__WHAT NEEDS TO BE DONE__: Only one stretch of the data below is wanted: the lines starting at the one with "on cookies and" and ending at the one with "The column itself", both included, given again exactly.

THE DATA Start Marker

PR #1023, opened 2026-04-10
Add agent graceful stop/resume with checkpoint persistence

aureliensibiril:
## Summary

- LLM `Message` and all `Part` types now round-trip through JSON for checkpoint serialization
- `coreLoop` saves incremental checkpoints after every tool-call turn and checks a cooperative stop signal at turn boundaries
- `Restore` function reconstructs agent state from a persisted checkpoint (suspended, nested suspended, awaiting approval)
- `AgentRun` entity and `PGCheckpointStore` in coredata with lease-based concurrency and 10 MiB size guard
- Poll-based supervisor worker that claims, runs, heartbeats, and recovers agent runs; on graceful shutdown rows stay RUNNING so stale recovery auto-resumes on restart

## Test plan

- [ ] `make test MODULE=./pkg/llm` — JSON round-trip tests (40 tests)
- [ ] `make test MODULE=./pkg/agent` — stop signal, restore, existing agent tests (284 tests)
- [ ] Verify migration applies cleanly: `make stack-up && make psql` then run `pkg/coredata/migrations/20260410T120000Z.sql`
- [ ] Manual: start an agent run, kill the process mid-turn, restart, verify it resumes from checkpoint

---
## Summary by cubic
Adds graceful stop/resume to agents with durable JSON checkpoints, a Postgres-backed `AgentRun` store, and a `go.gearno.de/kit/worker` supervisor that auto-resumes runs on restart. Snapshots `MaxTurns` into checkpoints and reapplies it on restore; failures surface to worker metrics/spans.

- **New Features**
  - Checkpoints and JSON: LLM `Message`/`Part` (`Text`/`Image`/`File`/`Thinking`), `ToolCall`, `FunctionCall`, and `Usage` round-trip via JSON (type-tagged `Part` envelope); new `Checkpoint`/`Checkpointer`; export `CompletedCall`; `Result` JSON omits `LastAgent` and uses stable lowercase field names.
  - Agent loop and resume: per-turn checkpoints; cooperative stop via `WithStopSignal`; `Restore` handles nested and awaiting-approval states; adds `StreamEventSuspended`, `OnRunRestore`, and `OnRunSnapshot`; guards nil checkpoints in parallel suspension and fixes nested/parallel suspension fallback; in-memory checkpoint fallback on save failure; snapshots `MaxTurns` and reapplies it on restore.
  - APIs: `Run`, `RunStreamed`, and `Resume` now take variadic `RunOption`; use `WithCheckpointer` to enable persistence.
[...]

PR #1110, opened 2026-04-27
Drive graceful agent suspend from ctx cancellation

aureliensibiril:
## Summary
- Collapse the dual stop-mechanism into a single signal: `ctx.Done()` now means **graceful suspend** in `pkg/agent`. `coreLoop` shadows the incoming ctx with `context.WithoutCancel` so an in-flight LLM call, tool, and checkpoint write all complete normally; only the at-boundary check observes the original ctx.
- Delete the dedicated stop-signal API (`WithStopSignal` / `stopSignalFrom`) and the supervisor-side `stopCh` plumbing. The per-run forwarder now calls `cancelRun(ErrSuspendForCheckpoint)` when `h.shutdownCh` closes.
- Document the new contract on `Run`/`RunStreamed`/`Resume`/`Restore` and in `contrib/claude/agent.md`.

## Why
Reviewer feedback on #1023: ctx already encodes a cancel signal — having a second channel for "graceful stop" is duplicate plumbing. This PR makes ctx the single source of truth. Side-effects: deadlines (`context.WithTimeout`) become "max budget then suspend with checkpoint" instead of killing work outright; there is no longer an in-process hard-abort path (callers that need to kill a run terminate the process).

## Test plan
- [x] `go test ./pkg/agent/... ./pkg/coredata/... ./pkg/probo/... ./pkg/agentruntest/...`
- [x] `go test -race ./pkg/agent/... ./pkg/agentruntest/...`
- [x] `go vet ./...`, `gofmt -l pkg/`
- [x] New `pkg/agent/cancel_test.go` covers (a) pre-first-turn cancel and (b) mid-run cancel from inside a tool
- [x] Existing SIGTERM/parallel-suspend integration tests in `pkg/agentruntest` pass unchanged

---
## Summary by cubic
Make `ctx` the single graceful-suspend signal across the agent loop. Cancelling `ctx` now checkpoints at the next safe boundary and returns `*SuspendedError`; in‑flight LLM calls, tools, and saves run on `context.WithoutCancel` so they finish cleanly.

- **Refactors**
  - Removed `WithStopSignal`/`stopSignalFrom` and related tests in `pkg/agent`.
  - Updated `Run`, `RunStreamed`, `Resume`, and `Restore` to split signal/work contexts via a suspend shield; only boundary checks observe the original `ctx`.
  - Added `ErrSuspendForCheckpoint` in `pkg/agent`; supervisor maps shutdown to `cancelRun(ErrSuspendForCheckpoint)` in `pkg/probo/agent_run_handler.go`.
  - Made nested restore progress writes use `context.WithoutCancel`.
  - Documented cancellation semantics in `contrib/claude/agent.md`; tests cover pre-first-turn, mid-run, and in‑flight LLM cancel, and assert input messages land in the suspension checkpoint.

- **Migration**
  - To gracefully suspend, cancel the run’s `ctx`; remove any use of `WithStopSignal`.
  - Deadlines via `context.WithTimeout` now suspend after the budget instead of hard-aborting.
  - There is no in-process hard-abort; terminate the process to kill a run.
  - Tools needing their own deadline should derive one inside the tool (`context.WithTimeout`).

<sup>Written for commit 0f1d893668026a8489b1757fe9c2af730aacda3d. Summary will update on new commits.</sup>


pkg/agent/context.go
```diff
@@ -51,3 +51,10 @@ func TryRunContextFrom[C any](ctx context.Context) (C, bool) {
 	typed, ok := val.(C)
 	return typed, ok
 }
+
+// suspendShield splits ctx in two: signal keeps the cancel signal for
+// turn-boundary checks, work survives cancellation and carries every
+// downstream call (LLM, tools, hooks, save) through to completion.
+func suspendShield(ctx context.Context) (signal, work context.Context) {
```
gearnode: not sure to understand why creating a function for that tbh.

aureliensibiril: purely to document the behavior in only one place instead of having to add comments on the multiple call sites of withoutCancel.

gearnode: let do not hide, this in a function, I prefer keep that explicit.

pkg/agent/run.go
```diff
@@ -368,34 +373,26 @@ func coreLoop(ctx context.Context, startAgent *Agent, inputMessages []llm.Messag
...
-
-				if s.opts.checkpointer != nil && s.opts.runID != "" {
-					if saveErr := s.opts.checkpointer.Save(ctx, s.opts.runID, cp); saveErr != nil {
-						s.logger.ErrorCtx(ctx, "cannot save suspension checkpoint", log.Error(saveErr))
-						se.Checkpoint = cp
-					} else {
-						emitHook(s.agent, func(h RunHooks) { h.OnRunSnapshot(ctx, s.agent, cp) })
-					}
-				} else {
+			if s.opts.checkpointer != nil && s.opts.runID != "" {
```
gearnode: We have case where we have runID but no checkpointer? Even do we have case without checkpointer?

pkg/agent/run.go
```diff
@@ -368,34 +373,26 @@ func coreLoop(ctx context.Context, startAgent *Agent, inputMessages []llm.Messag
...
 
 	for {
-		if err := ctx.Err(); err != nil {
-			return s.finishRun(ctx, nil, fmt.Errorf("cannot complete: %w", err))
-		}
-
-		if s.turns >= s.agent.maxTurns {
-			return s.finishRun(ctx, nil, &MaxTurnsExceededError{MaxTurns: s.agent.maxTurns})
-		}
+		if err := outerCtx.Err(); err != nil {
```
gearnode: select ctx.Done()

pkg/probo/agent_run_handler.go
```diff
@@ -101,13 +102,12 @@ func (h *agentRunHandler) Process(ctx context.Context, run coredata.AgentRun) er
 	runCtx, cancelRun := context.WithCancelCause(ctx)
 	defer cancelRun(nil)
 
-	stopCh := make(chan struct{})
 	forwarderDone := make(chan struct{})
 	defer close(forwarderDone)
 	go func() {
 		select {
 		case <-h.shutdownCh:
-			close(stopCh)
```
gearnode, line 110: go routine leak?

aureliensibiril: No leak I think. The forwarder goroutine has two exit paths:

- `<-h.shutdownCh` — only fires if the handler is shutting down
- `<-forwarderDone` — closed by `defer close(forwarderDone)` on every `Process` return path

Lifetimes:
- normal completion: `executeRun` returns → defers fire → `forwarderDone` closes → goroutine exits via the second case
- shutdown: `shutdownCh` closes → `cancelRun(ErrSuspendForCheckpoint)` fires → `executeRun` observes ctx cancel → returns → defers fire (the goroutine already exited, `close` of `forwarderDone` is just a no-op observer)

Either way the goroutine is bounded by `Process`'s scope.

gearnode (approved):
LGTM

PR #1126, opened 2026-04-29
Return clear error on user delete FK violation

SachaProbo:
Deleting a membership profile referenced by other tables (owner, approver, assignee, etc.) surfaced as a generic Internal error. Add NewResourceInUseError to wrap the sentinel with the blocking table name, return it on Postgres FK violation (23503) in the coredata Delete, and map it to a CONFLICT in the GraphQL and MCP resolvers.

---
## Summary by cubic
Return a clear error when deleting a user profile that’s still referenced by other records. Postgres FK violations now map to a Conflict in GraphQL and show “cannot remove user” in MCP.

- **Bug Fixes**
  - In `pkg/coredata/membership_profile.go`, detect `pgconn.PgError` code `23503` and return `coredata.ErrResourceInUse`.
  - In `pkg/server/api/connect/v1`, map `ErrResourceInUse` to Conflict; in `pkg/server/api/mcp/v1`, surface “cannot remove user”.

<sup>Written for commit 9e61e5e1b737019e444b141c13fa7cd49b2be227. Summary will update on new commits. <a href="https://cubic.dev/pr/getprobo/probo/pull/1126?utm_source=github">Review in cubic</a></sup>

### DIFF
--- a/pkg/coredata/membership_profile.go
+++ b/pkg/coredata/membership_profile.go
@@ -1416,6 +1416,11 @@ WHERE
 
 	_, err := conn.Exec(ctx, q, args)
 	if err != nil {
+		if pgErr, ok := errors.AsType[*pgconn.PgError](err); ok {
+			if pgErr.Code == "23503" {
+				return ErrResourceInUse
+			}
+		}
 		return fmt.Errorf("cannot delete profile: %w", err)
 	}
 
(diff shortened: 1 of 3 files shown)


gearnode:
Not bug fan of leaking those information in the error. We should isntead address why we got this error and handle it.

SachaProbo:
> Not bug fan of leaking those information in the error. We should isntead address why we got this error and handle it.

The only way to allow deletion would be to remove the restrice and change it by a nullify or cascade, but I am not sure this is what we want.

The other solution would be to disable user deletion entirely.

PR #1146, opened 2026-05-04
Defensive / migration guard on uncategorised cookies

codenem:
## Summary by cubic
Exclude the UNCATEGORISED category at the SQL level and rename GraphQL `categories` to `consentCategories`. Add a Detection tab to review uncategorised patterns with actions, and move cookie management into the Display page.

- **Bug Fixes**
  - SQL-level UNCATEGORISED filter; rename to `consentCategories`; update services/pages, remove client-side filters, add a defensive guard, adjust the snapshot rank test, fix e2e tests for the rename and UNCATEGORISED exclusion, and remove a redundant check.
  - Guard the client store updater when moving patterns and surface GraphQL errors on reorder mutations.

- **New Features**
  - Track `last_detected_at` on cookies and `last_matched_at` on `cookie_patterns` (cookie timestamp backfilled; pattern timestamp refreshed during analysis). Expose `lastMatchedAt` in GraphQL, MCP, CLI list/view, and `n8n` get/getAll.
  - Add `uncategorisedPatterns` on `CookieBanner` and a new Console Detection page with pagination, sorting by NAME/LAST_MATCHED_AT/UPDATED_AT/SOURCE, text/source filters, and row actions (edit, move to category, exclude, delete). Consolidate cookie CRUD and reordering into the Display page; remove the Cookies tab. The move-to dropdown uses an interaction-triggered preloaded query; documented in the React components guide.

<sup>Written for commit f83b8ee3cabec86f26e008b52d653c76ee71543d. Summary will update on new commits.</sup>


pkg/coredata/cookie_category.go
```diff
@@ -323,6 +412,61 @@ ORDER BY
...
+	AND kind != @excluded_kind
+ORDER BY
+	rank ASC, id ASC;
+`
+
+	q = fmt.Sprintf(q, scope.SQLFragment())
+
+	args := pgx.StrictNamedArgs{
+		"cookie_banner_id": cookieBannerID,
+		"excluded_kind":    CookieCategoryKindUncategorised,
```
SachaProbo, line 451: No need for an argument if the kind is always the same

pkg/coredata/cookie_pattern.go
```diff
@@ -52,6 +53,17 @@ func (cp *CookiePattern) CursorKey(field CookiePatternOrderField) page.CursorKey
 	switch field {
 	case CookiePatternOrderFieldCreatedAt:
 		return page.NewCursorKey(cp.ID, cp.CreatedAt)
+	case CookiePatternOrderFieldName:
+		return page.NewCursorKey(cp.ID, cp.DisplayName)
+	case CookiePatternOrderFieldLastMatchedAt:
+		if cp.LastMatchedAt == nil {
```
SachaProbo, line 59: Do we really need this ?

SachaProbo (approved):

pkg/coredata/cookie_category.go
codenem: Yes it's a rule in coredata.md so we don't hardcode values of enums

pkg/coredata/cookie_pattern.go
codenem: The if block or the column? The block matches the COALESCE value for the order field.
The column itself will be useful to help the admin / the future categorizing agent to make choices. I'll also add a counter.
Because some cookies that will be detected can come from old integrations that set a cookie on a visitor browser but aren't used anymore.

SachaProbo: I was talking about the if block.

PR #1223, opened 2026-05-26
Fix common third-party logo URL not-found error

SachaProbo:
CommonThirdParty.AuthorizationAttributes returned an empty map, but the IAM authorizer requires an entry for every requested resource ID and treats missing entries as ErrResourceNotFound. With the new authorize() guard on commonThirdPartyResolver.LogoURL, this surfaced as "commonThirdParties[*].logoUrl resource not found" from the CommonThirdPartyComboboxQuery.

THE DATA End Marker

__WRITTEN ANSWER__:
  - Track `last_detected_at` on cookies and `last_matched_at` on `cookie_patterns` (cookie timestamp backfilled; pattern timestamp refreshed during analysis). Expose `lastMatchedAt` in GraphQL, MCP, CLI list/view, and `n8n` get/getAll.
  - Add `uncategorisedPatterns` on `CookieBanner` and a new Console Detection page with pagination, sorting by NAME/LAST_MATCHED_AT/UPDATED_AT/SOURCE, text/source filters, and row actions (edit, move to category, exclude, delete). Consolidate cookie CRUD and reordering into the Display page; remove the Cookies tab. The move-to dropdown uses an interaction-triggered preloaded query; documented in the React components guide.

<sup>Written for commit f83b8ee3cabec86f26e008b52d653c76ee71543d. Summary will update on new commits.</sup>


pkg/coredata/cookie_category.go
```diff
@@ -323,6 +412,61 @@ ORDER BY
...
+	AND kind != @excluded_kind
+ORDER BY
+	rank ASC, id ASC;
+`
+
+	q = fmt.Sprintf(q, scope.SQLFragment())
+
+	args := pgx.StrictNamedArgs{
+		"cookie_banner_id": cookieBannerID,
+		"excluded_kind":    CookieCategoryKindUncategorised,
```
SachaProbo, line 451: No need for an argument if the kind is always the same

pkg/coredata/cookie_pattern.go
```diff
@@ -52,6 +53,17 @@ func (cp *CookiePattern) CursorKey(field CookiePatternOrderField) page.CursorKey
 	switch field {
 	case CookiePatternOrderFieldCreatedAt:
 		return page.NewCursorKey(cp.ID, cp.CreatedAt)
+	case CookiePatternOrderFieldName:
+		return page.NewCursorKey(cp.ID, cp.DisplayName)
+	case CookiePatternOrderFieldLastMatchedAt:
+		if cp.LastMatchedAt == nil {
```
SachaProbo, line 59: Do we really need this ?

SachaProbo (approved):

pkg/coredata/cookie_category.go
codenem: Yes it's a rule in coredata.md so we don't hardcode values of enums

pkg/coredata/cookie_pattern.go
codenem: The if block or the column? The block matches the COALESCE value for the order field.
The column itself will be useful to help the admin / the future categorizing agent to make choices. I'll also add a counter.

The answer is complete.